Professionals familiar with conventional database management platforms may be intimidated by big data, at least at first. Big data does require a new database management mindset. However, applying the principles of database management to big data is not difficult once you understand how big data is structured.
Big data was developed to address the problem of the data explosion. Consider that Google processed more than 2 million search queries per minute in 2012 and today they receive more than 4 million per minute. The global Internet population is at least 2.4 billion strong and growing, which means the amount of social data is growing at an incredible rate. There are 2.078 billion active social media accounts, including 1.68 billion active mobile social media accounts. Mobile users are driving Internet traffic even faster. Gartner reports that mobile data traffic is expected to grow by 59 percent this year to reach 51.8 million terabytes, growing to 79.5 million terabytes by 2016. Then there is the Internet of Things (IoT). The number of devices connected to the Internet will grow to 26 billion units in five years, a 30-fold increase from 2009 according to Gartner.

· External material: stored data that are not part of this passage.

PR #280, opened 2021-11-01
Trimaran: bug fixes for unpopulated watcher metrics

zorro786:
This PR fixes bugs in Trimaran plugins when metrics from watcher are never populated in Trimaran watcher cache since the scheduler started. This could happen due to misconfigurations (incorrect) provider address, token etc., and if no metrics provider is running.

Also adds missing default handling for TargetLoadPackingArgs

### DIFF
--- a/pkg/apis/config/v1beta1/defaults.go
+++ b/pkg/apis/config/v1beta1/defaults.go
@@ -115,22 +115,14 @@ func SetDefaultTargetLoadPackingArgs(args *TargetLoadPackingArgs) {
 	if args.TargetUtilization == nil || *args.TargetUtilization <= 0 {
 		args.TargetUtilization = &DefaultTargetUtilizationPercent
 	}
-	metricProviderType := string(args.MetricProvider.Type)
-	validMetricProviderType := metricProviderType == string(pluginConfig.KubernetesMetricsServer) ||
-		metricProviderType == string(pluginConfig.Prometheus) ||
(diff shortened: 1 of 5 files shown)


pkg/apis/config/v1beta1/defaults.go
```diff
@@ -115,6 +115,13 @@ func SetDefaultTargetLoadPackingArgs(args *TargetLoadPackingArgs) {
 	if args.TargetUtilization == nil || *args.TargetUtilization <= 0 {
 		args.TargetUtilization = &DefaultTargetUtilizationPercent
 	}
+	metricProviderType := string(args.MetricProvider.Type)
```
Huang-Wei, line 118: Silencing the error doesn't sound like a good idea, as the user may be specifying the type with a typo.

I'd suggest assigning the type to DefaultMetricProviderType when it's empty, and error it out in terms of illegal type, in the validation logic.

You can refer to how NodeResourcesAllocatableArgs.mode is defaulted and validated.

Huang-Wei: And I also realized you're following the way how `LoadVariationRiskBalancingArgs` is handled. I's suggest updating that as well.

zorro786: Fixed

Huang-Wei:
@zorro786 some UTs failed.

zorro786:
@Huang-Wei Fixed thanks

Issue #260, opened 2021-09-17
There are no latency/network-aware scheduling plugins available,  but applications like IoT and video services need these!


jpedro1992:
**Issues**

Recent applications are demanding lower latency. Scheduling pods only focused on reducing costs are not suitable for applications where low latency plays a major role. Applications such as the **Internet of Things (IoT)** and **video services** would benefit the most from plugins where **latency** and **bandwidth** are considered in the decision process and not only resource usages (e.g., CPU and RAM). 

Several organizations face latency when using cloud services. Distance from servers is usually the primary culprit.  The best strategy is to reduce the latency between services belonging to the same application. This work is inspired by [Service Function Chaining](https://www.sciencedirect.com/science/article/pii/S1084804516301989). Also, bandwidth plays an important role since overloaded nodes would degrade performance. 

**Possible Solution**

We propose a **Network-Aware plugin** focused on delivering low latency and respecting bandwidth constraints during pod allocations. 

**Scopes**

- Provide a networkAware plugin to extend scheduling features of Kubernetes by considering latency and bandwidth.
- Consider different pods as an application to establish a service dependency graph through pod affinities.
- Map the infrastructure into zones and nodes to consider network topology information (e.g., network weights) in the scheduling process.  
- The advertising of the nodes (physical) bandwidth capacity as [extended resources](https://kubernetes.io/docs/tasks/administer-cluster/extended-resource-node/).
- Evaluate the risk of allocating pods (Filter) on certain nodes based on their current demand (network bandwidth).
- Near-optimal scheduling decisions (Scoring) focused on low latency based on the [Dijkstra Shortest Path Calculation](https://en.wikipedia.org/wiki/Dijkstra%27s_algorithm).

**Next Steps**

We are planning to submit a KEP in the next few weeks. 
We are adjusting our design based on the feedback received from the community on September 9th. 
Presentation recording available [here](https://youtu.be/D9jSqUiaq1Q). 

**Contact Team**

@jpedro1992
@wangchen615

PR #281, opened 2021-11-04
KEP: Network-Aware framework

jpedro1992:
According to the proposal in #260, I submit this KEP.


wangchen615:
> According to the proposal in #260, I submit this KEP.

@jpedro1992 , could you squash all your commits?

PR #283, opened 2021-11-04
bump k8s deps to 1.21.6

Huang-Wei:
I will do a release cut once it's merged.


Huang-Wei:
@seanmalloy could you /lgtm this?

Issue #25, opened 2017-07-06
UNIX install script has `/tmp` hardcoded


euantorano:
This causes issues when installing on systems where access to `/tmp` is restricted (such as on shared web hosts that allow restricted SSH access). It should instead use the value of the `$TMPDIR` environment variable.

dom96:
Fixed by #26 :)

PR #26, opened 2017-07-06
#25 Use $TMPDIR environment variable when set

euantorano:
This will use the `$TMPDIR` environment variable when it is set, rather than the hardcoded `/tmp`. This should aid with portability and for instance lets me install Nim on a WebFaction server.


dom96:
Awesome, thanks. Remind me to deploy this if I don't do it within the next few days :)

euantorano:
> Remind me to deploy this if I don't do it within the next few days :)

One reminder as requested :smile:

dom96:
Thanks :)

Should be deployed now.

Issue #30, opened 2017-08-25
Redundant hint messages


dom96:
![screen shot 2017-08-25 at 14 23 54](https://user-images.githubusercontent.com/246651/29715884-15a47ab2-89a1-11e7-8a15-50989870d893.png)

Those hints are redundant when installing for the first time. Introduce a switch to disable them?

k0pernicus:
Maybe I can try to solve this issue, in order to learn more Nim and to contribute to the Nim community.
What is the "switch" you want to introduce for this?

dom96:
Yay. Awesome :)

Hrm, naming is tough.

Thinking of either ``--bootstrap`` or ``--first-install``. This won't be visible to the user so it doesn't matter too much, but it should be obvious to us. But yeah, pick whichever you like, I think I'm leaning towards ``--first-install``.

k0pernicus:
`--first-install` is great.
I'll try to submit a PR at the end of the afternoon.

dom96:
Fixed by #31.

PR #31, opened 2017-09-04
Solve #30 - Redundant hint messages

k0pernicus:
Add a simple change to avoid redundant hint message, installing Nim for the first time.
To do that, I added a new switch called 'firstInstall', that will enable a boolean value in `CliParams` (cliparams.nim).
This boolean value will be check in `switcher.nim`. If the condition is verified, the program will not print out hints about non-existing binaries in local path.

Simple resolution for #30

### DIFF
--- a/src/choosenim/cliparams.nim
+++ b/src/choosenim/cliparams.nim
@@ -57,8 +57,7 @@ Options:
                         installed. Default: ~/.choosenim.
   --nimbleDir:<dir>     Specify the Nimble directory where binaries will be
                         placed. Default: ~/.nimble.
-  --firstInstall        Specify user friendly and less redundant
-                        messages. Used by install script.
+  --firstInstall        Used by install script.
 """
 
 proc command*(params: CliParams): string =
--- a/src/choosenim/cliparams.nim
+++ b/src/choosenim/cliparams.nim
@@ -9,6 +9,7 @@ type
   CliParams* = ref object
     commands*: seq[string]
     choosenimDir*: string
+    firstInstall*: bool
     nimbleOptions*: Options
 
 let doc = """
@@ -56,6 +57,10 @@ Options:
                         installed. Default: ~/.choosenim.
   --nimbleDir:<dir>     Specify the Nimble directory where binaries will be
                         placed. Default: ~/.nimble.
+  --firstInstall       Specify you are trying to install Nim for the first
+                        time. This option supports user friendly messages to
+                        understand how choosenim is working, and less redundant
+                        messages.
 """
 
 proc command*(params: CliParams): string =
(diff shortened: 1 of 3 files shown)


src/choosenim/cliparams.nim
```diff
@@ -56,6 +57,10 @@ Options:
                         installed. Default: ~/.choosenim.
   --nimbleDir:<dir>     Specify the Nimble directory where binaries will be
                         placed. Default: ~/.nimble.
+  --firstInstall       Specify you are trying to install Nim for the first
```
dom96: Please shorten this and make sure it's aligned with the rest of the help (you're missing a single space before ``Specify`` :))

This shouldn't be used by users, so just write "Used by install script."

src/choosenim/switcher.nim
```diff
@@ -111,8 +111,11 @@ proc writeProxy(bin: string, params: CliParams) =
   # Check whether this is in the user's PATH.
   let fromPATH = findExe(bin)
   if fromPATH == "":
-    display("Hint:", "Binary '$1' isn't in your PATH. Add '$2' to your PATH." %
-            [bin, params.getBinDir()], Warning, HighPriority)
+    # If the binary does not exists in the bin directory, and the option
+    # firstInstall is not set, display an hint to indicate the solution.
+    if not params.firstInstall:
```
dom96: Reduce this nesting and remove the comment (the code is self-explanatory anyway).

src/choosenim/cliparams.nim
k0pernicus: Done!

src/choosenim/switcher.nim
k0pernicus: Done!

k0pernicus:
@dom96 I updated the PR ;-)
Actually, I am not convinced about the nesting reduction but...

src/choosenim/cliparams.nim
```diff
@@ -56,6 +57,8 @@ Options:
                         installed. Default: ~/.choosenim.
   --nimbleDir:<dir>     Specify the Nimble directory where binaries will be
                         placed. Default: ~/.nimble.
+  --firstInstall        Specify user friendly and less redundant
```
dom96: I think it's enough to just write "Used by install script" here. No need for the user to know what this does.

dom96:
> Actually, I am not convinced about the nesting reduction but...

It is a shame that you need to edit the ``elif`` condition, but I do still prefer it.

k0pernicus:
No problem :-)

src/choosenim/cliparams.nim
k0pernicus: Done!

dom96:
Brilliant, thank you!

All that data can be analyzed to answer business-critical questions. Big data evolved because conventional database management can’t handle that much data, nor can it effectively manage unstructured data such as social media conversations. However, the roots of big data are still firmly planted in well-defined SQL and established database management strategies.
Beyond the Data Warehouse
Big data is defined as data that exceeds the capacity of conventional database systems because the data is too big, too fast, and doesn’t fit the structure of most database architectures. More importantly, big data offers a means to distill vast amounts of information into insights that promote better business decisions relating to product development, market development, operational efficiency, customer demand, and market predictions.
What big data does is address three database challenges: storage, processing, and management – those elements that conventional database management can’t address at scale.
Data storage is the first problem. Some companies think they can throw more enterprise storage at big data. Data storage is cheap, but RAID arrays can’t keep pace with data growth. Buying more storage capacity every six months is not only expensive but it puts stress on the IT team, and it’s still insufficient for most big data projects. That’s why most big data projects are leveraging the elasticity of cloud data storage.
Part of the problem with any kind of big data storage is that most of the data is duplicated or synthesized. Different departments and groups duplicate records for their own use and what starts as 100 terabytes can become a petabyte of data, all of which is stored and backed up without deduplication.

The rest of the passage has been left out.